Reports that Google asked US staff to use Nayya, a third party AI benefits tool, sparked backlash and privacy concerns. Google later clarified use is optional. The episode highlights the need for clear consent, strong data governance, and human oversight when automating health data.
On October 9, 2025, reports revealed that Google had informed US staff they should use Nayya, an AI powered third party tool, to enroll in health plans. Internal guidance was interpreted by some employees to mean refusing the tool could affect benefits eligibility. After internal and external reporting, Google clarified that using Nayya is optional and will not change eligibility. The episode raises a core question for employers: how can organizations deliver the efficiency of employee benefits automation while protecting health data privacy and consent?

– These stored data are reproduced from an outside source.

PR #561, opened 2016-11-01
use correct host for es curl commands

snopoke:
ES is configured to bind to it's IP so curls to `localhost` don't work
@benrudolph  @emord  @esoergel 
buddy @biyeun


benrudolph:
👍 this probably won't work for our monolith setup, but i think that's fine since we don't need a rolling restart for monolith

snopoke:
I think it should since this uses the same value as get's used in the ES
config file.

benrudolph:
ok cool sounds good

Employers increasingly adopt AI for tasks such as benefits enrollment, eligibility checks, and personalized plan recommendations. AI driven automation promises faster decisions and lower administrative costs, but these systems often process extremely sensitive personal information, including medical conditions, prescriptions, and claims histories. Health data privacy requires extra care because misuse can lead to discrimination, legal exposure, and reputational harm. When an employer integrates a third party AI vendor into benefits workflows, employees need clear communication about what data is shared, how it is used, and what control they retain.
The episode illustrates several practical lessons for teams deploying employee benefits automation and other high risk AI. Below are key principles that should guide any rollout.
Consent is not a checkbox. Vague or coercive policy language erodes trust. Employers should adopt consent best practices and clear consent management with AI, ensuring employees can make informed choices without penalty.
When transferring health data to a vendor, require narrow purpose contracts that forbid secondary uses, including model training or unrelated analytics, unless the employee gives explicit permission. Apply data minimization, robust encryption, and strict retention limits to reduce risk.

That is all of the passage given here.